Wherever a line of the records contains "forge", copy that line.

Data:
:::::

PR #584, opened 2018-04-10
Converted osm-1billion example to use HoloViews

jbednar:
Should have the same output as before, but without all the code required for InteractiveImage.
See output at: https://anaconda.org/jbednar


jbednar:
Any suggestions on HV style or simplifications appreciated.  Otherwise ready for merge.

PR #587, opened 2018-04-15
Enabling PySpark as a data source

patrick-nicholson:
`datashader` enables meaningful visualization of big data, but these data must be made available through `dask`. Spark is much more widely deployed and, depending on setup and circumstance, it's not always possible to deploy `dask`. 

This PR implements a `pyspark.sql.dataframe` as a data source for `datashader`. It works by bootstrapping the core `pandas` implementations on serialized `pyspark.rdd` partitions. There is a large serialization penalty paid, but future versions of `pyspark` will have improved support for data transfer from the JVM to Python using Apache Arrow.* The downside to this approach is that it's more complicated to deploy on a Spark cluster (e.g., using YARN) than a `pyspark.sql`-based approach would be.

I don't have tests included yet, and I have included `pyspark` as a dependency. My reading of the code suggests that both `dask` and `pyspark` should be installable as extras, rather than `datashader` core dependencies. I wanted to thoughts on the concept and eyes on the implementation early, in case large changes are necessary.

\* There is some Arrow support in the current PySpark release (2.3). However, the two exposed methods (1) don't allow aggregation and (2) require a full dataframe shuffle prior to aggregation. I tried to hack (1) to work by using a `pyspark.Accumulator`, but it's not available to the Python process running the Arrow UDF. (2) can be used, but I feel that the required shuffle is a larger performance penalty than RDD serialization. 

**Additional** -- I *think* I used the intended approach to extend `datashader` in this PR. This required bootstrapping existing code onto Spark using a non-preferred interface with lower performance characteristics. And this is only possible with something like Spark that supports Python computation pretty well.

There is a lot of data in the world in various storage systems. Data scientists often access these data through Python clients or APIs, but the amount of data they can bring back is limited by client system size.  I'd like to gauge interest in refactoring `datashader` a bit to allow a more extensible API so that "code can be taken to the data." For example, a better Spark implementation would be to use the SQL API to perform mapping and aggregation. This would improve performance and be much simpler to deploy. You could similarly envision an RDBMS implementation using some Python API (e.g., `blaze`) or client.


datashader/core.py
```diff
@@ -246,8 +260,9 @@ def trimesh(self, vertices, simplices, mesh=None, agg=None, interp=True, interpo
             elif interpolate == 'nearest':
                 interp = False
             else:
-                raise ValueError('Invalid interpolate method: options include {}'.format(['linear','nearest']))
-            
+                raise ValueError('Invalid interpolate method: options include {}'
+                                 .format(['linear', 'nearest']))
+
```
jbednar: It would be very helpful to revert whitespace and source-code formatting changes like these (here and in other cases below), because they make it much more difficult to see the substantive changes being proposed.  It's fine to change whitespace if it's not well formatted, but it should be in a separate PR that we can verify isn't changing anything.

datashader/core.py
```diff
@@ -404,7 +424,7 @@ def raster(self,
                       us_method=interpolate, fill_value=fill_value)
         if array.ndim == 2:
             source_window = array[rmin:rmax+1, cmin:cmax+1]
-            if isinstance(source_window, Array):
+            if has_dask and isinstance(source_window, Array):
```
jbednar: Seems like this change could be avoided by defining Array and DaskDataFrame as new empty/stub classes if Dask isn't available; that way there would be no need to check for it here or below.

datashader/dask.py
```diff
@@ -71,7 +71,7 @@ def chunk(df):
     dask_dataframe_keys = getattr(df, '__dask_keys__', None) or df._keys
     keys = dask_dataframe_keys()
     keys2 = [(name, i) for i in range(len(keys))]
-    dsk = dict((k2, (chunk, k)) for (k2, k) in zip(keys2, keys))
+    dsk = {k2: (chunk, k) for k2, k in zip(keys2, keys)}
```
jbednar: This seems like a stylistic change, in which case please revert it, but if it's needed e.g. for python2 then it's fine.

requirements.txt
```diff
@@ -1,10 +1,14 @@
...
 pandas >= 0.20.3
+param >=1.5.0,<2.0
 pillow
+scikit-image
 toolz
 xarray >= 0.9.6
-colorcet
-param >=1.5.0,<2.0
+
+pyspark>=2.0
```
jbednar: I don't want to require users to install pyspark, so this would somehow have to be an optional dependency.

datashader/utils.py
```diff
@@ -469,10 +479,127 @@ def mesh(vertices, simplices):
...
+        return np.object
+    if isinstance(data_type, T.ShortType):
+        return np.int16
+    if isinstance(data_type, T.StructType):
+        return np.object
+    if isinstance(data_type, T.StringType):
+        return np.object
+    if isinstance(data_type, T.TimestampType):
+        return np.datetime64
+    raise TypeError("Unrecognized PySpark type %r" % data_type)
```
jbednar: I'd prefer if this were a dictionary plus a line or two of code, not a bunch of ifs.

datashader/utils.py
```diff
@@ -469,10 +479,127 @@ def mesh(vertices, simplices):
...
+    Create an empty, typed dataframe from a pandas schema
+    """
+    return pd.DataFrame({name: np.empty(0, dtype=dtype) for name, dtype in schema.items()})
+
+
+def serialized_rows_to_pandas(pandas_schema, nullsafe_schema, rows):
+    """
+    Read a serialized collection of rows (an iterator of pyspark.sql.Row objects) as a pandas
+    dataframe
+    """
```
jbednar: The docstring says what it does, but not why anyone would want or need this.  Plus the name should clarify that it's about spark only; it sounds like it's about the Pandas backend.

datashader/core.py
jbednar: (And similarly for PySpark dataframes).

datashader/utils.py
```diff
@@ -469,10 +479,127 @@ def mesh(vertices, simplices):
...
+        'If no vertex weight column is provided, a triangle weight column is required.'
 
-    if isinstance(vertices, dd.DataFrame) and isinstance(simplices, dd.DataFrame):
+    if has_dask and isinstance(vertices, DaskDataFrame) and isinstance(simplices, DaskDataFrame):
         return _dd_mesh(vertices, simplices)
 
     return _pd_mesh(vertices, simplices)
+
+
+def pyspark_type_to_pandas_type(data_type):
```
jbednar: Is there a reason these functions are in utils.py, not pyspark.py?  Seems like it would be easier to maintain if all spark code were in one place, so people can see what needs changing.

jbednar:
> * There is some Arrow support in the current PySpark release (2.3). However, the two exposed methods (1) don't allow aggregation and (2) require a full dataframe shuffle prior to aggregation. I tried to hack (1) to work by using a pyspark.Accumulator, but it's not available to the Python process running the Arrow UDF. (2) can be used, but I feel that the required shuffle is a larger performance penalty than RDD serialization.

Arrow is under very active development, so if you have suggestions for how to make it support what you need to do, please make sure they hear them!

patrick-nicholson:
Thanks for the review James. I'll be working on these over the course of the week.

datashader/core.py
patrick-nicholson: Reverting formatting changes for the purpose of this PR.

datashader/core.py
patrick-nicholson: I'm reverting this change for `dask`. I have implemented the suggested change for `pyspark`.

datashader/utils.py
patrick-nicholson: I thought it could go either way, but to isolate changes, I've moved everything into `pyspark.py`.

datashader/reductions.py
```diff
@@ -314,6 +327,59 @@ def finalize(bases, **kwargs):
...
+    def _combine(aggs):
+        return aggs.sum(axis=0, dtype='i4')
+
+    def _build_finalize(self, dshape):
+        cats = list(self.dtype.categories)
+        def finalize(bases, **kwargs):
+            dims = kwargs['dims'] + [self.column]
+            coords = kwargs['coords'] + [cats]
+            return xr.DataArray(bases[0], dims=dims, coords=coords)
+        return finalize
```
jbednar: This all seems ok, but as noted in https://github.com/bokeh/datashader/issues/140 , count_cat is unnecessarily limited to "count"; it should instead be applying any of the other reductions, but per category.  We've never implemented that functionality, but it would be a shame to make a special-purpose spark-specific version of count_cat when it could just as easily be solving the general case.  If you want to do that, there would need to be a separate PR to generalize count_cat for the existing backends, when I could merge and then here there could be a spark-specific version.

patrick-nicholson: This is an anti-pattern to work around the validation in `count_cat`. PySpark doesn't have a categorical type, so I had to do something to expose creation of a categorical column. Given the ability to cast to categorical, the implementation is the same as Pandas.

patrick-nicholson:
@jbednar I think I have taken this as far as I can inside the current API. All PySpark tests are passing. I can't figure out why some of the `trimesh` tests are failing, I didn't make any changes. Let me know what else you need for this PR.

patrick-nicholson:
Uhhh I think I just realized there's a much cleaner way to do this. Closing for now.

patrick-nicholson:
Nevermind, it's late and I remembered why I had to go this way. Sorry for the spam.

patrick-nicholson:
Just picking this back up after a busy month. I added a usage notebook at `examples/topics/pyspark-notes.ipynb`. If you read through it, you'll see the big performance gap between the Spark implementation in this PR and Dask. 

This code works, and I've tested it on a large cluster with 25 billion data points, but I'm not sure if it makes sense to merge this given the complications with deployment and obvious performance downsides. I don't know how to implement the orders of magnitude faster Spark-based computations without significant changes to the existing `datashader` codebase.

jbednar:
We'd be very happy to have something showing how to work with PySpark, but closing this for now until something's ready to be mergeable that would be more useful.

:::::

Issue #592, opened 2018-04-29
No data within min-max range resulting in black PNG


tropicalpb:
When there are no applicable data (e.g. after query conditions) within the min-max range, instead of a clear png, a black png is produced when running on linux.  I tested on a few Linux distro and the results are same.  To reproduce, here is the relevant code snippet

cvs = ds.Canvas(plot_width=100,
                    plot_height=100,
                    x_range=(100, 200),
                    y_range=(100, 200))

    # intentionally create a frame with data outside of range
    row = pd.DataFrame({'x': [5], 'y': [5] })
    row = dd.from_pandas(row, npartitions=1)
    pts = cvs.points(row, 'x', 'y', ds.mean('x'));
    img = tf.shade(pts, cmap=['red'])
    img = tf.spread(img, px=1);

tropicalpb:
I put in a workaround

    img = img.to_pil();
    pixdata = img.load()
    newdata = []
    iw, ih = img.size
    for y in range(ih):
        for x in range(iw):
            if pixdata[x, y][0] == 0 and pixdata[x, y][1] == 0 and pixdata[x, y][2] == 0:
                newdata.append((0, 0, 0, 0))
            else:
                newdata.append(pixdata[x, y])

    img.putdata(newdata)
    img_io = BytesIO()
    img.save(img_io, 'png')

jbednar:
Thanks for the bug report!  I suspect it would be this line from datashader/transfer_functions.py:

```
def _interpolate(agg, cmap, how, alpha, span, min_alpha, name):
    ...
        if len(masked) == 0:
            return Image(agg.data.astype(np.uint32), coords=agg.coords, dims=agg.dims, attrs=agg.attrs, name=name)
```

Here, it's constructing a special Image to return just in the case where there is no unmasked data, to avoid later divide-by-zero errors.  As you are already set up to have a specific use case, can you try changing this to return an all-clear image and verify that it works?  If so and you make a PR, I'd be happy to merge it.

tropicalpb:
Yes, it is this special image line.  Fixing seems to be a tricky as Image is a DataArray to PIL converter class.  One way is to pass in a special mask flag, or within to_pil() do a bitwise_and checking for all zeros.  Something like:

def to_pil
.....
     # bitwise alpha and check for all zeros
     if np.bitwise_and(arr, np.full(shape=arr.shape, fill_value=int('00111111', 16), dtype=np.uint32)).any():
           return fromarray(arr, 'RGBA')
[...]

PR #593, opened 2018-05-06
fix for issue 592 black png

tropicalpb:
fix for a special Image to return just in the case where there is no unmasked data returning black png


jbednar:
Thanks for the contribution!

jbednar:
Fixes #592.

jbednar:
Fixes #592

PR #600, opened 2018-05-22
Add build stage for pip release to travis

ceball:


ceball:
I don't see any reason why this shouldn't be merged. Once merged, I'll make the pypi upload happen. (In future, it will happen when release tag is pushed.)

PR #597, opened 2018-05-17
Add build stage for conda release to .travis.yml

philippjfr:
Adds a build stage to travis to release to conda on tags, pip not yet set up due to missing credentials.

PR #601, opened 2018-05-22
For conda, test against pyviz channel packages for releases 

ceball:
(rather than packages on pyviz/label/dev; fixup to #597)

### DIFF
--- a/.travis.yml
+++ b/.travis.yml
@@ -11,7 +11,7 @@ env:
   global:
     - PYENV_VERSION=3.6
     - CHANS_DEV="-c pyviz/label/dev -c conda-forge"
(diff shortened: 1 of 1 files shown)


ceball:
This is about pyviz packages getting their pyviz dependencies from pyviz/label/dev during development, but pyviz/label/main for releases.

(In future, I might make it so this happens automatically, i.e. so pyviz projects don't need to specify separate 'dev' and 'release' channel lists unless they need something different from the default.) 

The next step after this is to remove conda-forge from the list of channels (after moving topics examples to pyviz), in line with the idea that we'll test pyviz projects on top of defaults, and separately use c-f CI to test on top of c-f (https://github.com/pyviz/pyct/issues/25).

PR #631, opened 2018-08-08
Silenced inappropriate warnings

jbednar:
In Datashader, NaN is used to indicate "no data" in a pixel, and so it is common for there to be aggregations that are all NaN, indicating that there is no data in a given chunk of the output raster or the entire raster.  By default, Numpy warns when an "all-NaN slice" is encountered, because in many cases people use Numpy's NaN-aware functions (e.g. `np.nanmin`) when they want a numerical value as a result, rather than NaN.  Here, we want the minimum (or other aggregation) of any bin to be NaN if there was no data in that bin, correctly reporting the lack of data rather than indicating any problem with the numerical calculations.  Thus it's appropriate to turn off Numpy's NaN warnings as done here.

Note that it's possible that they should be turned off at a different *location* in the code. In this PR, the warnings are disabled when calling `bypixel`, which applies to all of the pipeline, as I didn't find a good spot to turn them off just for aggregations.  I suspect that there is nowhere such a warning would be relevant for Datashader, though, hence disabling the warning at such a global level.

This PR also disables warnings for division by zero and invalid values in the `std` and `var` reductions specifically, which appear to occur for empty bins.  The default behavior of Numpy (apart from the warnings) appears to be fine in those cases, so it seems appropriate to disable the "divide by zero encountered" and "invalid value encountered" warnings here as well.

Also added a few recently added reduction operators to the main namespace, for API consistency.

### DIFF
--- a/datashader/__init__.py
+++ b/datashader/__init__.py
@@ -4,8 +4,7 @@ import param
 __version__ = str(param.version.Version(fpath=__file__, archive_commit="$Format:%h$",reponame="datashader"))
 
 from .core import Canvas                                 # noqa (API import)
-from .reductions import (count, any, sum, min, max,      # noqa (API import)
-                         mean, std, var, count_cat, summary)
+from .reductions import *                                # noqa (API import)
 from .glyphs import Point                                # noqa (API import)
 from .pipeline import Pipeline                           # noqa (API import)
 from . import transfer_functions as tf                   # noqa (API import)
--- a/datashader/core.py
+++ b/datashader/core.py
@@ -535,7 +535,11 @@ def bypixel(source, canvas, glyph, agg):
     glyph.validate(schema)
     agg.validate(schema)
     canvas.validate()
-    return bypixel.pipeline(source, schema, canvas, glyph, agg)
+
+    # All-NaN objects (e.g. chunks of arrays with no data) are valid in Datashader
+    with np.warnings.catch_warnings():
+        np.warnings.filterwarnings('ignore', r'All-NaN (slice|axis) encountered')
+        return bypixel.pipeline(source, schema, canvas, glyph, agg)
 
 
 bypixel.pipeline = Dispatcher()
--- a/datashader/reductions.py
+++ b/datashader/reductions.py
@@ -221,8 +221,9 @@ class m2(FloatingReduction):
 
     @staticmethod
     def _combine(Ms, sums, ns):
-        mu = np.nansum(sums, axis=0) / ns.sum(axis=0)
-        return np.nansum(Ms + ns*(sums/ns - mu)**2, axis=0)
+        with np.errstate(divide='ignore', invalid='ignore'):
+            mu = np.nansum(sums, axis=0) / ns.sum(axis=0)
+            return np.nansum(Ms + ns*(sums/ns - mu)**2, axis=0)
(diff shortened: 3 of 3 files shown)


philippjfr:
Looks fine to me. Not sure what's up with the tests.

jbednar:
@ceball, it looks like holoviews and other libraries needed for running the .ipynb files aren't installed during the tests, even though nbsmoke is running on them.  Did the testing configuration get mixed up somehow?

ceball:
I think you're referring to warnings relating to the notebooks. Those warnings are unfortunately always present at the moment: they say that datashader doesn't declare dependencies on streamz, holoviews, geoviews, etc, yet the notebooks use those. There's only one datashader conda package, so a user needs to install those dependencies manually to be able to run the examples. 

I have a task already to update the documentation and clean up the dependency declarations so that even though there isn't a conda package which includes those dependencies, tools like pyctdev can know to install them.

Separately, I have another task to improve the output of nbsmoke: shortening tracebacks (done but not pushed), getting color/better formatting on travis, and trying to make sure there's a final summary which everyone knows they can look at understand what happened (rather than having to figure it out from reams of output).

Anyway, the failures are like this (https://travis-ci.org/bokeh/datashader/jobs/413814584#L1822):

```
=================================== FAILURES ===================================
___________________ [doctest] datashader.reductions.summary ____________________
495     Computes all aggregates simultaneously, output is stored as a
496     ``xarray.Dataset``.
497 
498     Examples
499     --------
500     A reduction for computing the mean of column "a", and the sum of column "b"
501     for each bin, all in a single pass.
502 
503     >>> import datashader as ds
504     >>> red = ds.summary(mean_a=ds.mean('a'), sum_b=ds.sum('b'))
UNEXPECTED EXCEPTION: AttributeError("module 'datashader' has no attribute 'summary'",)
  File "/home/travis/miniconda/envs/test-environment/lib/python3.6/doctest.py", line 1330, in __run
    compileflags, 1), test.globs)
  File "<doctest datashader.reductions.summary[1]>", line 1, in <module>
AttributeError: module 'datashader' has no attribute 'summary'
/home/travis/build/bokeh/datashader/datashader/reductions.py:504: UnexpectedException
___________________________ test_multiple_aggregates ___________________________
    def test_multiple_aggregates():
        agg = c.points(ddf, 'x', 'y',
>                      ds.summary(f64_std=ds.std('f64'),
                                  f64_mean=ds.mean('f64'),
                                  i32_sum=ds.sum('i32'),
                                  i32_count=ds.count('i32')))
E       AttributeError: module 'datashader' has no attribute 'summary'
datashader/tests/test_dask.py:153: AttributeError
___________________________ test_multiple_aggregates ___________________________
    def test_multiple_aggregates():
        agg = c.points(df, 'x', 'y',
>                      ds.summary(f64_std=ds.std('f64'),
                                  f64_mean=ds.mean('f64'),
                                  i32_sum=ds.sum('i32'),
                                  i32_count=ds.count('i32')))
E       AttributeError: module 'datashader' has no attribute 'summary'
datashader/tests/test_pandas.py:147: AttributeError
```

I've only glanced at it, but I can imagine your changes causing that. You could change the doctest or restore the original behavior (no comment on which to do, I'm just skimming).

:::::

Response below:
     - CHANS_DEV="-c pyviz/label/dev -c conda-forge"
The next step after this is to remove conda-forge from the list of channels (after moving topics examples to pyviz), in line with the idea that we'll test pyviz projects on top of defaults, and separately use c-f CI to test on top of c-f (https://github.com/pyviz/pyct/issues/25).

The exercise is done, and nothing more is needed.